### Excerpted data

[Start of Attachment]

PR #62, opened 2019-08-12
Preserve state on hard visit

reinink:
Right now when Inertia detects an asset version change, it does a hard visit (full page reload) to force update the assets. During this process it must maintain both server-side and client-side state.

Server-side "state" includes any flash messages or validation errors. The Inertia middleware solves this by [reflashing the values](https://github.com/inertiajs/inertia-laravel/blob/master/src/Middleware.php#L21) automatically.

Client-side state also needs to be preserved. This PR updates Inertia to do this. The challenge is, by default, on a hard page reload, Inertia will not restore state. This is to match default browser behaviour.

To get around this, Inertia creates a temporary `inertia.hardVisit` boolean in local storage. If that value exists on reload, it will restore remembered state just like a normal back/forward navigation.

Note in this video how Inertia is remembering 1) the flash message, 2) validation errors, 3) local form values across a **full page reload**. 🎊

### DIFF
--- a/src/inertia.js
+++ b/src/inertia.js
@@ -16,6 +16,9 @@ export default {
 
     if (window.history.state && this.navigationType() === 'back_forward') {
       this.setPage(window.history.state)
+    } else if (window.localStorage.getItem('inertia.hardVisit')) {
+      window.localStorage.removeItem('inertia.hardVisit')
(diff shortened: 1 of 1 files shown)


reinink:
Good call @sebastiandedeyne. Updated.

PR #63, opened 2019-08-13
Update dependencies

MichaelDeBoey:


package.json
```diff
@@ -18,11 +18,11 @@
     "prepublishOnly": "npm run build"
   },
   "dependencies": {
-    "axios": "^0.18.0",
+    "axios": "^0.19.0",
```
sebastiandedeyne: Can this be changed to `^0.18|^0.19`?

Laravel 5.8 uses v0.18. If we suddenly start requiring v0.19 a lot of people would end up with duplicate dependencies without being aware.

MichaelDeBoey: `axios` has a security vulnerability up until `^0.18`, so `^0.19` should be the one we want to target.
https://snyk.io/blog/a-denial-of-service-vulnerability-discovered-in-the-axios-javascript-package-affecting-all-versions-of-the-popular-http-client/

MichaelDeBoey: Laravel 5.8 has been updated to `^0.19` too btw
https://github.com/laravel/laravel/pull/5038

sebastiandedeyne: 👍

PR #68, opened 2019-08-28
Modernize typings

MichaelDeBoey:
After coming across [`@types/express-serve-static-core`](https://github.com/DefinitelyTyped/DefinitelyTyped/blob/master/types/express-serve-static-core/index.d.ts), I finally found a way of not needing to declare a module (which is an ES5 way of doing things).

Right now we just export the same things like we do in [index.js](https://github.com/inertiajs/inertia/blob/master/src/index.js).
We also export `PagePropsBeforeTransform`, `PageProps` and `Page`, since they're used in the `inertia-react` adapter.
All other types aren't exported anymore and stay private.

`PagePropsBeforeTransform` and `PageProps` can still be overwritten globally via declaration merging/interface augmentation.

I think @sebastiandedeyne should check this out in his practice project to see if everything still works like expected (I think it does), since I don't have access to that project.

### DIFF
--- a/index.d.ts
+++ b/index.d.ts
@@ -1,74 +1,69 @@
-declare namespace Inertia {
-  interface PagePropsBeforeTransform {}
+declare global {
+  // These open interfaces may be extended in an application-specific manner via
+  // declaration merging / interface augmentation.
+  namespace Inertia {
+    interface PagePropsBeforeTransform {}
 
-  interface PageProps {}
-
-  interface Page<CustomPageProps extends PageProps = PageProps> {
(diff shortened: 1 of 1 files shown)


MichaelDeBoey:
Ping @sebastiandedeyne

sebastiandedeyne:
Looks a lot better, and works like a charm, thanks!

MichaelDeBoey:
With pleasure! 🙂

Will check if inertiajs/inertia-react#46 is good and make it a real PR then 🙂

[End of Attachment]
[Start of Attachment]

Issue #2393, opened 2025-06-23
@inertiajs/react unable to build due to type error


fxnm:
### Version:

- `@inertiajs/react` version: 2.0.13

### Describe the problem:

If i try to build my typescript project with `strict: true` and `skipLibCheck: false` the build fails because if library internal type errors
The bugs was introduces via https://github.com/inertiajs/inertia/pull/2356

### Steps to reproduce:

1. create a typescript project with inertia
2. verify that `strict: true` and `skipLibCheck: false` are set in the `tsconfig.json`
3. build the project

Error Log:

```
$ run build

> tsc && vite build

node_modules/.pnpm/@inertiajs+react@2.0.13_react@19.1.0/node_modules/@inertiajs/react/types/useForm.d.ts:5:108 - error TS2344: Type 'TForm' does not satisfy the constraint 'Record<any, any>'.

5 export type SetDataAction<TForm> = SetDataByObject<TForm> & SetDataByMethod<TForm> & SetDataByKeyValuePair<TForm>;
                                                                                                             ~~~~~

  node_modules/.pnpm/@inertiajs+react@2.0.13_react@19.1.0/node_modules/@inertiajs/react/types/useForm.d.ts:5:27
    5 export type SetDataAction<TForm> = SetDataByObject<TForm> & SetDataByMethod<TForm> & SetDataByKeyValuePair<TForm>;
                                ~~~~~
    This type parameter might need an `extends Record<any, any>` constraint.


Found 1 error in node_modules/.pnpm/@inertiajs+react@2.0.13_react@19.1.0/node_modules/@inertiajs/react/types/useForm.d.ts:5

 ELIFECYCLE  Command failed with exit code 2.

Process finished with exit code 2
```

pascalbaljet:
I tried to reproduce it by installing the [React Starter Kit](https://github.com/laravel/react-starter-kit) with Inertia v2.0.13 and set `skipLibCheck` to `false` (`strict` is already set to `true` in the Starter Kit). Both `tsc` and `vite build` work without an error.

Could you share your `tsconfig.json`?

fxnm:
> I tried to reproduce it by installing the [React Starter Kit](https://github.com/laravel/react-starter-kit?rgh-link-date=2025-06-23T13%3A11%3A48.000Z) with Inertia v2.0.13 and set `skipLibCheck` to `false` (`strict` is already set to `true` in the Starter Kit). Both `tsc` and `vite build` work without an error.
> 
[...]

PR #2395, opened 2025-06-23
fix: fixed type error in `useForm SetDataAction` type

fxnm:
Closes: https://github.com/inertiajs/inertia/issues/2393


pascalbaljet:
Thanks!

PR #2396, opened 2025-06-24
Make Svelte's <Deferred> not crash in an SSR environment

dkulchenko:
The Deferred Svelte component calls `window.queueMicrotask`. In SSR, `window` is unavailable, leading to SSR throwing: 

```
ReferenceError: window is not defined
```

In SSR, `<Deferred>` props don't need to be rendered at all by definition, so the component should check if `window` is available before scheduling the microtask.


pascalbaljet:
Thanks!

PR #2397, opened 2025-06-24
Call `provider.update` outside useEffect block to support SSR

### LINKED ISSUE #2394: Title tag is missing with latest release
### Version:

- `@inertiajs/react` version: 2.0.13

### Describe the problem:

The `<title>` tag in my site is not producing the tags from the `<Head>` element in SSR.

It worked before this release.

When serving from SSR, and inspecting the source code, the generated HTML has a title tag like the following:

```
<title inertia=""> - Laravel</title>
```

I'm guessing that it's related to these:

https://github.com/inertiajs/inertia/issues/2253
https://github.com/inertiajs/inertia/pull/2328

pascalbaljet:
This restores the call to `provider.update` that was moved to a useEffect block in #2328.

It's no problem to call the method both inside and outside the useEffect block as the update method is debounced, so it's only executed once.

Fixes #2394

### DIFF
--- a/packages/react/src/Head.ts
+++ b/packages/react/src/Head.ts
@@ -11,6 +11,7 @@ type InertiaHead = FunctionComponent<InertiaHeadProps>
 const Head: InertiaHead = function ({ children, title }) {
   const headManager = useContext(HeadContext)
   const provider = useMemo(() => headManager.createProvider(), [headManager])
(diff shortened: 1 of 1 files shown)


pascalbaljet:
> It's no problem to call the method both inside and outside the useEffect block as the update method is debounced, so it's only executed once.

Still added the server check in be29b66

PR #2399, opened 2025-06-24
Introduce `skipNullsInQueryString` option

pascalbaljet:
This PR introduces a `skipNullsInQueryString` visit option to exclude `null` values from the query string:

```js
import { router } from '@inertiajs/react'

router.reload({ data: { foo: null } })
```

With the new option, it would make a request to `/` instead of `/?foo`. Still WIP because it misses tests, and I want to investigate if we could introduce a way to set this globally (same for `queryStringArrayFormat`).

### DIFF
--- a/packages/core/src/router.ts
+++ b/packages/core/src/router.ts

[End of Attachment]
[Start of Attachment]

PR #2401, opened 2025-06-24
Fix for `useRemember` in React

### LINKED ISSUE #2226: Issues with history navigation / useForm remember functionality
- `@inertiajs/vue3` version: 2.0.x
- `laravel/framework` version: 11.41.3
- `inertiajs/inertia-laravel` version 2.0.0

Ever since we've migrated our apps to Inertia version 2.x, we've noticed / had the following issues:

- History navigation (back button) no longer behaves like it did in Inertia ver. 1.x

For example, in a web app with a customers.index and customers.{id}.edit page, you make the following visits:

[End of Attachment]

Say how many lines in the entries above contain the string "outside", offering no other words.

### Task result
3